What Are Intelligent Apps?

The Enterprise world is chock full with all kinds of marketing terminology attempting to capture the latest trends and hype. Not to minimize the terms or imply that it is all hype; the terms, in fact, capture some important trends and patterns in the industry. The term Modern Apps is an example. At the time, it was easy to ask, well if we aren’t developing modern apps, what are we developing? Good question. Old school apps were monolithic logic hogs. Much of the business logic executed on the app itself and the app was most likely designed uniquely for a desktop experience. Modern Apps treat web, desktop and mobile as first class citizens, a nod to the proliferation of non-desktop devices in our lives, and take heavy advantage of server-side (read: cloud-based) logic.

Recently, a new term has crossed my path: Intelligent Apps. Where did this come from and what does it even mean?

An Abbreviated History

In recent years we have seen a huge uptick in the interest in applied Deep Learning algorithms. With tools like Tensor Flow, any developer can write custom Machine Learning algorithms to perform tasks such as image classification or even create components of a self driving car. Part of why Deep Learning has become so prevalent is that the big tech companies have amassed tremendous experience managing and manipulating large sets of data. Given this scale, research and development efforts have been able to explore new Artificial Neural Network architectures that perform very well on certain tasks (see ConvNet for image classification).

Not only are developers equipped with great tools to create their own neural network architectures and algorithms, but the big tech companies have created REST APIs that implement some of the most common algorithms such as NLU (Natural Language Understanding), speech recognition, machine translation and sentiment analysis to name a few. These APIs have been honed by years of research and, some, have been integrated into the companies’ products. Facebook, Google, Amazon and Microsoft products are full of Machine Learning-based features. Facebook recognizes faces in images and recommend tagging friends in photos. Google’s Gmail makes response recommendations and recently added an autocomplete functionality. Google’s Translate app uses machine learning for speech recognition, image recognition and machine translation. Amazon’s Alexa is machine learning in the home using speech recognition and NLU most obviously. Apple’s iOS includes many machine learning features, even an ability to integrate trained models into an iOS app via CoreML. This also applies to Enterprise Software. Microsoft’s Dynamics 365 CRM for example, provides numerous insights based on historical data.

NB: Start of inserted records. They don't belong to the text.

PR #4087, opened 2020-05-27
[stdlib] Make writeset txn use the regular sequence number of an acco…

runtian-zhou:
…unt.

## Motivation

Previously WriteSet was using its own sequence number, which broke the invariant that sender address and sequence number has to be unique. This PR enforces the same safety check for accounts' sequence number and auth_key, and bumps the sequence number of the sender account to make the sequence number indeed unique.

Yes
## Test Plan

Added an extra test to make sure the sequence number is indeed bumped as expected.


language/libra-vm/src/system_module_names.rs
```diff
@@ -86,6 +86,8 @@ pub static CREATE_ACCOUNT_NAME: Lazy<Identifier> =
     Lazy::new(|| Identifier::new("create_unhosted_account").unwrap());
 pub static PROLOGUE_NAME: Lazy<Identifier> = Lazy::new(|| Identifier::new("prologue").unwrap());
 pub static EPILOGUE_NAME: Lazy<Identifier> = Lazy::new(|| Identifier::new("epilogue").unwrap());
+pub static BUMP_SEQUENCE_NAME: Lazy<Identifier> =
```
sblackshear, line 89:
```suggestion
pub static BUMP_SEQUENCE_NUMBER_NAME: Lazy<Identifier> =
```

language/stdlib/modules/libra_account.move
```diff
@@ -863,6 +863,13 @@ module LibraAccount {
             Libra::deposit(&mut transaction_fee_balance.coin, transaction_fee);
         }
     }
+
+    // Bump the sequence number of an account. This function should be used only for bumping the sequence number when
+    // a writeset transaction is committed.
+    fun bump_sequence_number() acquires T {
```
sblackshear, line 869: Could you use `&signer` here to get rid of the `Transaction::sender()` below?

language/stdlib/modules/libra_writeset_manager.move
```diff
@@ -9,7 +9,6 @@ module LibraWriteSetManager {
     use 0x0::LibraConfig;
```
sblackshear, line 9: This module is so small that it might be worth combining with `LibraAccount` to avoid the funkiness of `bump_sequence_number`....

runtian-zhou: My main concern is that this module will depend on `LibraConfig`. If we combine this with `LibraAccount` it might make our dependency story to be really weird.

Tech is investing in this space at high rates. They are performing heavy research & development in the quality of neural network architectures, model efficiencies and development tooling. It’s an arms race! Because the techniques and algorithms are easily available for us to use, integrating them into an application is not an option, but a must-have, to enhance customer experiences or optimize business decisions.

Enter Intelligent Apps

An Intelligent App, is then, any application that utilizes machine learning techniques, especially cognitive ones that mimic human intelligence tasks, to help users accomplish their goals more efficiently. The laziest example that usually comes to mind is chat bots, but that is a very limiting view. Let’s start with another example: computer vision. Computer vision is also an incredibly fast growing field. Think about inspecting water treatment facilities using drones and machine learning. Think analyzing call center logs using speech recognition and natural language understanding. Think of the value of having up to date information about each customer’s phone call sentiment. All of these are possibilities and the future of our applications.

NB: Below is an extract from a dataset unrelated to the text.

Issue #3985, opened 2020-05-20
[network] Hardening


davidiw:
# LibraNet

This issue details ur vision for the initial LibraNet and the series of work that remains to get us there.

Part of the reason I wrote my book was not only to educate others on how to build chat bots, but to also teach developers on how to begin using LUIS to build any NLU-enabled applications. In addition, I dedicate an entire chapter to integrating chat bots with Microsoft’s Cognitive Services. I believe that the end result is a robust introduction to creating intelligent applications, through the lens of chat bots and digital assistants. There is really no better time to learn about this new category of apps than now. You can find Practical Bot Development on the Apress site here or wherever Apress books are sold.

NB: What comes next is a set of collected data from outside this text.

PR #4092, opened 2020-05-28
[move-lang] fix offset in error message for invalid hexstring characters

bob-wilson:
The previous code had the wrong offset for hexstrings containing an even number of characters.

Yes

## Test Plan

Adjusted the existing tests so that we cover both cases of even and odd length hex strings. Verified that they now pass.


language/move-lang/src/parser/syntax.rs
```diff
@@ -434,14 +434,17 @@ fn parse_byte_string<'input>(tokens: &mut Lexer<'input>) -> Result<Vec<u8>, Erro
     let s = tokens.content();
     assert!(s.starts_with("x\""));
     let mut hex_string = String::from(&s[2..s.len() - 1]);
-    if hex_string.len() % 2 != 0 {
+    let adjust = if hex_string.len() % 2 != 0 {
         hex_string.insert(0, '0');
```
tnowacki, line 438: At some point, we will need to move this + the decoding into expansion, for higher fidelity for formatting + other tools

PR #4094, opened 2020-05-28
[Config Builder] Added configuration generation support for the Key Manager.

JoshLind:
## Motivation

This PR adds support for generating config files for the key manager. The purpose of this PR is so that the key manager can ultimately be created and deployed in a docker container (the next PR that will follow this one). For now, we add config-builder support for the key manager in two commits:

1. First, this PR adds the appropriate command line flags to the config builder for the key manager and uses the values held by those flags to generate key manager related configs. In this commit, we also refactor several dependent setter methods into a single method for safety rules. This makes things easier to reason about and avoids additional and unnecessary methods.
2. We update the config builder README.

Note: in commit (1) above, it appears we also fix a bug related to how secure storage is initialized for safety rules (and now the key manager). Currently, creating a safety-rules config using "on-disk" as the storage engine isn't supported (internally the config-builder just results in an in_memory implementation instead...?). 

Yes.

## Test Plan

Tested this PR locally by: (i) running the newly added test; (ii) compiling and running the config-builder binary with different flags and verified the generated configs by hand; (iii) running the safety-rules docker container to ensure that it starts;

## Related PRs

None.


config/config-builder/src/validator_config.rs
```diff
@@ -257,31 +346,48 @@ impl ValidatorConfig {
...
+    fn build_secure_backend(
+        &self,
+        storage_backend: &str,
+        server: Option<String>,
+        namespace: Option<String>,
+        token: Option<String>,
+    ) -> Result<SecureBackend> {
+        match storage_backend {
+            "in-memory" => Ok(SecureBackend::InMemoryStorage),
+            "on-disk" => Ok(SecureBackend::OnDiskStorage(OnDiskStorageConfig::default())),
```
JoshLind, line 345: Note, this change compared to the original version.

config/config-builder/src/main.rs
```diff
@@ -90,6 +92,43 @@ struct FullNodeArgs {
...
+    #[structopt(long)]
+    /// Specifies the token for secure storages that use credentials.
+    storage_token: Option<String>,
+    #[structopt(long)]
+    /// Specifies a unique namespace for the secure storage.
+    storage_namespace: Option<String>,
+    #[structopt(short = "o", long, parse(from_os_str))]
+    /// The output directory.
+    output_dir: PathBuf,
+    #[structopt(short = "t", long, parse(from_os_str))]
```
davidiw, line 124: I kinda regret having short options in this app, fwiw.

config/config-builder/src/main.rs
```diff
@@ -90,6 +92,43 @@ struct FullNodeArgs {
...
+    json_rpc_endpoint: Option<String>,
+    #[structopt(long)]
+    /// Specifies the rotation period for key rotations (in seconds).
+    rotation_period_secs: Option<u64>,
+    #[structopt(long)]
+    /// Specifies the length of time the key manager will periodically sleep (in seconds).
+    sleep_period_secs: Option<u64>,
+    #[structopt(long)]
+    /// Specifies the type of backend to use for the key manager: in-memory, on-disk, or vault.
+    storage_backend: Option<String>,
```
davidiw, line 111: I don't think this should be optional, it makes no sense to start this without a specific service and currently that service is vault ... right? perhaps we should just tailer this to vault?

config/config-builder/src/main.rs
```diff
@@ -305,10 +372,12 @@ fn safety_rules_common(args: &ValidatorCommonArgs) -> ValidatorConfig {
         .validator_index(args.validator_index)
         .validators(args.validators)
         .safety_rules_addr(args.safety_rules_addr.clone())
-        .safety_rules_backend(args.safety_rules_backend.clone())
-        .safety_rules_host(args.safety_rules_host.clone())
-        .safety_rules_namespace(args.safety_rules_namespace.clone())
-        .safety_rules_token(args.safety_rules_token.clone())
+        .safety_rules_backend(
```
davidiw, line 375: you so fancy

config/config-builder/src/validator_config.rs
```diff
@@ -30,6 +30,14 @@ pub struct ValidatorConfig {
...
     bootstrap: NetworkAddress,
     index: usize,
+    key_manager_json_rpc_endpoint: Option<String>,
+    key_manager_rotation_period_secs: Option<u64>,
+    key_manager_sleep_period_secs: Option<u64>,
+    key_manager_storage_backend: Option<String>,
+    key_manager_storage_host: Option<String>,
+    key_manager_storage_token: Option<String>,
+    key_manager_storage_namespace: Option<String>,
+    key_manager_txn_expiration_secs: Option<u64>,
```
davidiw, line 40: why is this part of ValidatorConfig? Wouldn't it make more sense for this to be in its own "Config"?

config/config-builder/src/validator_config.rs
```diff
@@ -160,27 +204,12 @@ impl ValidatorConfig {
...
 
         Ok(config)
     }
 
-    pub fn build_set(&self) -> Result<Vec<NodeConfig>> {
-        let (configs, _) = self.build_common(false)?;
-        Ok(configs)
-    }
-
-    pub fn build_faucet_client(&self) -> Result<(Ed25519PrivateKey, Waypoint)> {
```
davidiw, line 173: for example, this is only here, because validators / faucet are core to the system, but we could have had a faucet config and the validator config depended on the faucet config.

config/config-builder/src/validator_config.rs
```diff
@@ -257,31 +322,48 @@ impl ValidatorConfig {
...
+                server: server
+                    .as_ref()
+                    .ok_or_else(|| Error::MissingSafetyRulesHost)?
+                    .clone(),
+                ca_certificate: None,
+                token: Token::new_config(
+                    token
                         .as_ref()
-                        .ok_or_else(|| Error::MissingSafetyRulesHost)?
+                        .ok_or_else(|| Error::MissingSafetyRulesToken)?
```
davidiw, line 356: hahaha

config/config-builder/src/main.rs
JoshLind: I agree -- I've removed them from the key manager options, but I don't want to remove them from others (in case I break any 3rd party deps, e.g., the containers)

config/config-builder/src/main.rs
JoshLind: Thanks! As discussed offline, we'll assume that the key manager only works with vault. I've made only the namespace optional now

config/config-builder/src/validator_config.rs
JoshLind: Thanks! Moved to it's own config 😄

config/config-builder/src/validator_config.rs
JoshLind: Heheh.. Git diff is broke

JoshLind:
Thanks, @davidiw, this is ready for another look. I tested this locally by starting the safety-rules container (which internally runs config-builder) and everything looks okay (i.e., I don't see any diversions in behaviour between a clean repo and one that contains this PR), so we should be good for another look 😄

config/config-builder/src/key_manager_config.rs
```diff
@@ -0,0 +1,135 @@
...
+impl Default for KeyManagerConfig {
+    fn default() -> Self {
+        let template = NodeConfig::default();
+        Self {
+            json_rpc_endpoint: template.secure.key_manager.json_rpc_endpoint.clone(),
+            rotation_period_secs: None,
+            sleep_period_secs: None,
+            template,
+            txn_expiration_secs: None,
+            vault_host: "".to_string(),
```
JoshLind, line 27: @davidiw, the only thing I'm not certain about is defining defaults for vault_host and token? Sure, we could add garbage/test values for the host but what about the token? Is there really a default a token? (Similar in my mind to asking.. is there really a default private key? 😄)

config/config-builder/src/key_manager_config.rs
```diff
@@ -0,0 +1,135 @@
...
+        }
+    }
+}
+
+impl KeyManagerConfig {
+    pub fn new() -> Self {
+        Self::default()
+    }
+
+    pub fn json_rpc_endpoint(&mut self, json_rpc_endpoint: String) -> &mut Self {
```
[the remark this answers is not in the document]
JoshLind: Yeah, I did wonder that, too. Great, I'll handle that in a future refactor so that it doesn't block my container PR 😄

In parallel, developers should become familiar with how machine learning works in general. The brave new AI world may not mean that each of us becomes a professional data scientist, but a deeper understanding of machine learning goes a long way in building the right context and frame of mind for building these apps. The Chairman of Nokia certainly thinks so. As for myself, I took a number of data science in Python courses on DataCamp to become more familiar with the many topics in this space. This kind of knowledge will pay off dividends when developers need to integrate an application with an existing cognitive service or a in-house developed deep learning model.